According to the present invention, an antigen-antibody reaction is used to specifically capture an antigen on the surface of fluorescent microbeads, and a magnetic label and a fluorescent substance-labeled magnetic substance-labeled analyte complex are aggregated in a magnetic field to emit a laser beam. Is an immunoassay method for detecting by irradiating a laser beam in an incident system with an optical fiber for introducing a laser beam and a condenser lens for irradiating the laser beam to the collecting point, and in a light receiving system, collecting the laser beam to the collecting point. The greatest feature is that the fluorescence generated from the included fluorescent microbeads is collected by the collecting lens for collecting fluorescence and then introduced into the photodetector by the optical fiber for guiding the fluorescence. The laser beam is focused by the focusing lens for irradiating the laser beam, and the fluorescence is focused by the focusing lens for focusing the fluorescence, and then introduced into the optical fiber for guiding the fluorescence, so that the laser is selectively applied to the minute gathering points. Since it is possible to irradiate light and collect only the fluorescence generated from the gathering point, it is not necessary to shield the optical system including the incident system and the light receiving system from external light.
Therefore, it is possible to reduce the size and weight of the device and improve operability.
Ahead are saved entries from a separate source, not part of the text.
PR #604, opened 2025-03-05
Re-generate test data, and update expectations.

delucchi-cmu:
See similar change (and justifications) on https://github.com/astronomy-commons/hats/pull/467

This also tidies up the imports on the generate_data notebook!!


tests/data/small_sky_source_margin/properties
```diff
@@ -1,15 +1,15 @@
 #HATS catalog
 obs_collection=small_sky_source_margin
 dataproduct_type=margin
-hats_nrows=395
+hats_nrows=1717
```
gitosaurus, line 4: Large increase in the number of rows, here and throughout. Increased size of small sky?

tests/data/square_map/properties
```diff
@@ -5,8 +5,8 @@ hats_nrows=12
 hats_max_rows=1000000
 hats_order=0
 moc_sky_fraction=1.00000
-hats_builder=hats-import v0.4.2.dev1+g70355fa
-hats_creation_date=2024-11-25T15\:17UTC
-hats_estsize=98350
+hats_builder=hats-import v0.4.6.dev1+gf00cd7a
+hats_creation_date=2025-03-05T19\:01UTC
+hats_estsize=34
```
gitosaurus, line 10: Conversely, this seems like a big drop in size.

gitosaurus (approved):
LGTM! Just curious about a couple of what seem like large changes in size.

tests/data/small_sky_source_margin/properties
delucchi-cmu: In the case of margins, it's mostly due to sweeping changes to margin generation made in November that removes the fine filtering in generation, and instead only performs a coarse healpix tile based filtering.

PR #619, opened 2025-03-12
Add wrapper for `sort_values`

### LINKED ISSUE #601: Add Catalog.sort_values
**Feature request**

`sort_values` was implemented in both nested-pandas and nested-dask. I think we should support it here, at least for nested columns, so it is easy to sort time-series.

**Before submitting**
Please check the following:

- [ ] I have described the purpose of the suggested change, specifying what I need the enhancement to accomplish, i.e. what problem it solves.

camposandro:
Add a wrapper for `NestedFrame.sort_values` to enable catalog sorting by base and nested columns. Resolves #601.


hombit:
I'm not sure if we want to allow "base-column" sorting here: user may accidentally shuffle the whole Dask data frame

hombit:
Alternatively we may allow base columns, but sort with map_partitions

camposandro:
Thanks Kostya, that is a good point! I feel more inclined to either issue a warning about shuffling when sorting on base column, or remove that option entirely. Sorting per partition could potentially be confusing?

src/lsdb/catalog/catalog.py
```diff
@@ -856,3 +857,92 @@ def reduce(self, func, *args, meta=None, **kwargs) -> Catalog:
...
+            na_position=na_position,
+            partition_size=partition_size,
+            sort_function=sort_function,
+            sort_function_kwargs=sort_function_kwargs,
+            upsample=upsample,
+            ignore_index=ignore_index,
+            shuffle_method=shuffle_method,
+            **options,
+        )
+        if self.margin is not None:
```
delucchi-cmu, line 934: Is the margin still meaningful if the full catalog has been sorted by something other than healpix?

camposandro: Thanks Melissa, you're right, in that case it's not meaningful! This takes us back to the question, should we allow for base column sorting? I think our current options are:

1. Allow for sorting of base columns with shuffling (invalidates margins);
2. Allow for sorting of base columns via `map_partitions` (keeps margins);
3. Only allow for sorting of nested columns (also keeps margins).

The first two do not feel right/intuitive:

1. It tampers with the healpix partitioning. One is not able to use the resulting catalog for spatial operations (e.g. search filters and crossmatching).
2. Users would expect to have catalog-level sorting but this would only provide partition-level sorting?

I'm leaning toward option 3., potentially naming the method to `sort_nested_values`, for added clarity?

Tagging @hombit @dougbrn, we'd love to hear your opinion!

hombit: I vote for `sort_nested_values`. I think we should keep margins and sort them in the same way

dougbrn: I agree with your leaning @camposandro, 1. seems directly against the design of lsdb/hats, 2. would have a potential advantage of allowing second-order sorting within a partition, but I think you could add a more intentional utility for this down the road that does it at the row-group level. 3. feels right,  and a rename would be a good idea there, `sort_nested_values` would be my first thought as well.

dougbrn (approved):
Looks good to me!

src/lsdb/catalog/catalog.py
```diff
@@ -856,3 +856,50 @@ def reduce(self, func, *args, meta=None, **kwargs) -> Catalog:
...
+    def sort_nested_values(
+        self,
+        by: str | list[str],
+        ascending: bool | list[bool] = True,
+        na_position: Literal["first"] | Literal["last"] = "last",
+        ignore_index: bool | None = False,
+        **options,
+    ) -> Catalog:
+        # pylint: disable=duplicate-code
+        """Sort nested columns for each row in the catalog.
```
delucchi-cmu, line 869:
```suggestion
        """Sort nested columns for each row in the catalog.
        
        Note that this does NOT sort rows, only nested values within rows.
```

delucchi-cmu: This might be overkill, but it would help me to see this kind of note.

src/lsdb/catalog/catalog.py
```diff
@@ -856,3 +856,50 @@ def reduce(self, func, *args, meta=None, **kwargs) -> Catalog:
...
+
+        Args:
+            by: str or list[str]
+                Column(s) to sort by.
+            ascending: bool or list[bool], optional
+                Sort ascending vs. descending. Defaults to True. Specify list for
+                multiple sort orders. If this is a list of bools, must match the
+                length of the by.
```
delucchi-cmu, line 877:
```suggestion
                length of the `by`.
```

tests/data/generate_data.ipynb
delucchi-cmu, line 1: Thanks for adding a nested catalog! We should (at a later time) add more tests against this data!

PR #623, opened 2025-03-14
Parametrize test instead of for loop.

delucchi-cmu:
This method was tricky to debug in something else I'm working on. Made much easier by not having tests inside a for-loop.


dougbrn (approved):
Looks good!

PR #625, opened 2025-03-18
Add an intro to the use of map_partitions.

### LINKED ISSUE #536: Example of using map_partition in the documentation
Small example showing how one would use map_partitions

gitosaurus:
Resolves #536.


docs/tutorials/pre_executed/map_partitions.ipynb
```diff
@@ -0,0 +1,7765 @@
+{
```
smcguire-cmu, line 1: <p>Can you add an explanation of the <code>include_pixel</code> parameter, and how that will introduce the healpix pixel as the second parameter.</p><p> </p><p>Also can you specify that it's one row per partition if you do a reduction that returns one row, since you could return more than one row per partition. </p>
<br/>

 _Reply via <a href='https://app.reviewnb.com/astronomy-commons/lsdb/pull/625/discussion/'>ReviewNB</a>_ <div id='ReviewNBCommentContext-DoNotDelete' style='display:none' data-state='OPEN' data-cellIndex='4'/>

smcguire-cmu, line 1: <p>Can you hide these info logging messages? I think this at the start of the notebook will do it</p>

<pre class="ql-syntax" spellcheck="false">import logging
logging.getLogger().setLevel(logging.CRITICAL)
</pre>
<br/>

 _Reply via <a href='https://app.reviewnb.com/astronomy-commons/lsdb/pull/625/discussion/'>ReviewNB</a>_ <div id='ReviewNBCommentContext-DoNotDelete' style='display:none' data-state='OPEN' data-cellIndex='7'/>

smcguire-cmu, line 1: <p>I think this is a bit more of a common use case for map_partitions than the reductions, so it might be worth putting this before the generating stats part above.</p>
<br/>

 _Reply via <a href='https://app.reviewnb.com/astronomy-commons/lsdb/pull/625/discussion/'>ReviewNB</a>_ <div id='ReviewNBCommentContext-DoNotDelete' style='display:none' data-state='OPEN' data-cellIndex='15'/>

gitosaurus: <p>That certainly should have done the trick! But it didn't, not even with restarting the kernel. INFO messages continue to pour out from <code>distributed.scheduler</code>. This is on data.lsst.cloud . I will look around and see if there's some other magic spell; we can't be the only people who want this.</p>

gitosaurus: <p>Amazingly, it's this much trouble to finally get it to quiet down:</p><p> </p>

<pre class="ql-syntax" spellcheck="false">import dask
dask.config.set({"logging.distributed": "error"})

# This also has to be done, for the above to be effective
logger = logging.getLogger("distributed")
logger.setLevel(logging.ERROR)

import warnings
# Finally, suppress the specific warning about Dask dashboard port usage
warnings.filterwarnings("ignore", message="Port 8787 is already in use.")
</pre>

gitosaurus: <p>Some of this is tucked into comments, but I agree, it all needs to be clearer and up in the markdown cells that introduce it. Done!</p>

gitosaurus: <p>Good idea. Reorganized.</p>

smcguire-cmu (approved):

PR #628, opened 2025-03-18
Don't assume Norder/Dir/Npix columns

delucchi-cmu:
This will also suppress these columns when catalogs are created via `from_dataframe`. Regenerates test data to match expectations.

See https://github.com/astronomy-commons/hats/issues/367


camposandro (approved):
Sorry for delay in the review!

PR #629, opened 2025-03-18
Add lsdb.crossmatch(left, right, ....) method, which supports frames and catalogs

### LINKED ISSUE #618: Dataframe/catalog crossmatching when catalog has margin
PR #602 enabled crossmatching a pandas dataframe with an lsdb catalog, eg:

```python
my_catalog_x_dataframe = my_catalog.crossmatch_dataframe(my_dataframe, ...)
```

However, this **only supports crossmatching where the dataframe is on the right**.

This matters for two main reasons:
1. margin caches (specified for the right-most item)
2. one-to-many/many-to-one relationships ("with a small custom catalog user usually wants to get a single match per each of their catalog object.")

How would we want to let the users **specify a crossmatch where the dataframe is on the left**?

**1. Only allow when using `Catalog.crossmatch_dataframe(my_dataframe, my_catalog_with_margin, ...)` syntax**
- Makes users explicitly list out both members of the crossmatch in the order that we're used to seeing (where the right-most has the margin)
- Potentially confusing, as the `Catalog.crossmatch(a, b, ...) syntax is rarely used elsewhere in code/docs

**2.** (My other suggested options are removed now that I have a little more context on this)

**3. ???**
- Open to suggestions!

OliviaLynn:
Closes #618

Pre-commit check failure is due to:
```
pylint (python files in src/)............................................Failed
- hook id: pylint
- duration: 28.39s
- exit code: 8

************* Module lsdb.loaders.dataframe.from_dataframe
src/lsdb/loaders/dataframe/from_dataframe.py:1:0: R0801: Similar lines in 2 files
==lsdb.catalog.dataset.healpix_dataset:[845:856]
==lsdb.core.plotting.plot_points:[68:79]
        fig, ax, wcs = initialize_wcs_axes(
            projection=projection,
            fov=fov,
            center=center,
            wcs=wcs,
            frame_class=frame_class,
            ax=ax,
            fig=fig,
            figsize=(9, 5),
        )
 (duplicate-code)
```
Unsure if this will block merging. 

If so, would it be alright for me to add `# pylint: disable=duplicate-code` to the files in question and open an issue to investigate/fix duplicate code?


src/lsdb/core/crossmatch/crossmatch.py
```diff
@@ -0,0 +1,97 @@
...
+from lsdb.core.crossmatch.abstract_crossmatch_algorithm import AbstractCrossmatchAlgorithm
+from lsdb.core.crossmatch.crossmatch_algorithms import BuiltInCrossmatchAlgorithm
+from lsdb.loaders.dataframe.from_dataframe import from_dataframe
+
+
+def _validate_and_convert_to_catalog(
+    data: npd.NestedFrame | pd.DataFrame, data_args: dict, suffix: str | None, default_suffix: str
+) -> Catalog:
+    """Validate arguments and convert a DataFrame or NestedFrame to a Catalog."""
+    if not isinstance(data, Catalog):
```
delucchi-cmu, line 16:
```suggestion
    if isinstance(data, Catalog):
        return data
```

Lets you use one fewer level of indentation for the remainder, and makes it clear that no additional logic is performed if it's already an instance of `Catalog`.

src/lsdb/core/crossmatch/crossmatch.py
```diff
@@ -0,0 +1,97 @@
...
+        if not isinstance(data, (pd.DataFrame, npd.NestedFrame)):
+            raise TypeError(f"Argument must be a DataFrame, NestedFrame, or Catalog, not {type(data)}.")
+
+        # Check for "ra" and "dec" columns. If they do not exist, try "RA" and "DEC" before raising an error.
+        if "ra_column" not in data_args:
```
delucchi-cmu, line 21: What if someone just provided `ra_column` as a kwarg to the cross match method?

e.g. 

```
# could use coord_ra on the right frame
crossmatch(real_catalog, some_data, ra_column="coord_ra")
```
or

```
# could use coord_ra on both right and left frame.
crossmatch(some_other_data, some_data, ra_column="coord_ra")
```

Or is that complicating the usage too much?

src/lsdb/core/crossmatch/crossmatch.py
OliviaLynn: Delightful! Thank you

delucchi-cmu (approved):
Suggestion on clarifying behavior of arguments. Otherwise looks good!

PR #632, opened 2025-03-19
Update pyproject.toml

delucchi-cmu:
Update pins for hats and nested versions.

### DIFF
--- a/pyproject.toml
+++ b/pyproject.toml
@@ -24,7 +24,7 @@ dependencies = [
     "deprecated",
     "hats>=0.5.0",
     "nested-dask>=0.3.4",
-    "nested-pandas",
+    "nested-pandas>=0.3.8",
     "pyarrow",
     "scipy", # kdtree
 ]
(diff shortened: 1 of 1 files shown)


pyproject.toml
```diff
@@ -22,8 +22,8 @@ dependencies = [
     # dask diagnostics is required to spin up the dashboard for profiling.
     "dask[complete]",
     "deprecated",
-    "hats>=0.4.6",
-    "nested-dask>=0.3.0",
+    "hats>=0.5.0",
+    "nested-dask>=0.3.4",
     "nested-pandas",
```
camposandro, line 27: Should we temporarily ensure that nested-pandas is `>=0.3.8`? That will be the default for `nested-dask` in their next release (https://github.com/lincc-frameworks/nested-dask/pull/91), but currently the constraint on their side is quite outdated (v0.3.1) and a lot of bugs have been fixed since then.

PR #635, opened 2025-03-20
Wrap methods for getting catalog-level parquet statistics.

### LINKED ISSUE #550: Enable inspection of catalog per leaf
Enable an user to see distribution of data per leaf. Something like summary statistics that would show:

Healpix id - median ra (or edges of ra distribution) - median dec (or edges of dec distribution) - Number of rows - min, max values of for column values.

delucchi-cmu:
Closes #550


src/lsdb/catalog/dataset/healpix_dataset.py
```diff
@@ -182,6 +182,48 @@ def get_ordered_healpix_pixels(self) -> list[HealpixPixel]:
...
+        )
+
+    def per_pixel_statistics(
+        self,
+        use_default_columns: bool = True,
+        exclude_hats_columns: bool = True,
+        exclude_columns: list[str] | None = None,
+        include_columns: list[str] | None = None,
+        include_stats: list[str] | None = None,
+        multiindex=False,
```
gitosaurus, line 211:
```suggestion
        multi_index=False,
```
Minor suggestion.  If this is already the way this term is spelled elsewhere, feel free to ignore.

src/lsdb/catalog/dataset/healpix_dataset.py
```diff
@@ -788,6 +830,7 @@ def reduce_part(df):
             hc_updates = {"ra_column": "", "dec_column": ""}
         return self._create_updated_dataset(ddf=ndf, updated_catalog_info_params=hc_updates)
 
+    # pylint: disable=duplicate-code
```
gitosaurus, line 833: 😃

gitosaurus (approved):
LGTM!

src/lsdb/catalog/dataset/healpix_dataset.py
delucchi-cmu: Changed in HATS in https://github.com/astronomy-commons/hats/pull/479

Further, in the present invention, it is also possible to collect the reaction product on the water surface of the inspection container by external magnetism and measure the fluorescence in the same manner as in the above-described laser magnetic immunoassay method. In place of the above, an optically transparent thin tube is used, and a magnetic fluorescent labeling complex consisting of a fluorescent microbead, a complex of an antigen and magnetic fine particles is placed inside the thin tube, and the magnetic substance is applied by an external magnetic field. An incident system in which fluorescence-labeled analyte complexes are aggregated and a short-focus condenser lens is used at the gathering point, and a light-receiving system in which a short-focus lens is used as a condenser lens that collects fluorescence from the gathering point It is also possible to use an optical measuring system consisting of Therefore, when the thin tube as described above is used, the magnetic pole spacing in the optical measurement system can be reduced, so that the magnetic field strength can be increased with a relatively small electromagnet or permanent magnet, and the size can be reduced.

In the present invention, it is not necessary in principle to separate the unreacted fluorescent beads from the reacted fluorescent beads, but in order to improve the sensitivity in the trace antigen region, a biochemically inactive liquid is placed in the thin tube. It is also possible to remove the microbeads containing unreacted fluorescent dye by injecting into

Furthermore, by measuring the pulsed laser light using an excitation light source after a lapse of a fixed time from the laser excitation, the excitation light can be removed and a high S / N ratio can be measured.
In this case, it is not necessary to remove the excitation light from the spectroscope or the like, so that further miniaturization is possible.

On the other hand, in the case of measuring the conventional antigen-antibody reaction by fluorescence, a method of blocking external light is generally used. In particular, when the sensitivity becomes high, the influence of external light becomes large, and there is a drawback that the device becomes large because the external light is blocked. Further, in the conventional fluorescent bead measuring method, it is necessary to remove the unreacted fluorescent beads by some method, and the above-mentioned JP-A-61-41966 and JP-A-62-501 of Love Systems Co.
In 647, the sample is moved to the lower part of the reaction vessel to separate it,
The dye that absorbs the excitation wavelength is removed by mixing it into the unreacted layer.

In the immunoassay method according to the present invention, the reaction product is concentrated at one point by a magnetic field, the laser light is condensed to several μm by the condensing lens system, and the fluorescence is condensed by the short focus lens. None, and unreacted fluorescent beads are not excited. As a result, a simple and quick measurement system can be provided.

[0025]

The present invention will be described in more detail below with reference to the drawings, but the embodiments disclosed below are merely examples of the present invention and do not limit the scope of the present invention.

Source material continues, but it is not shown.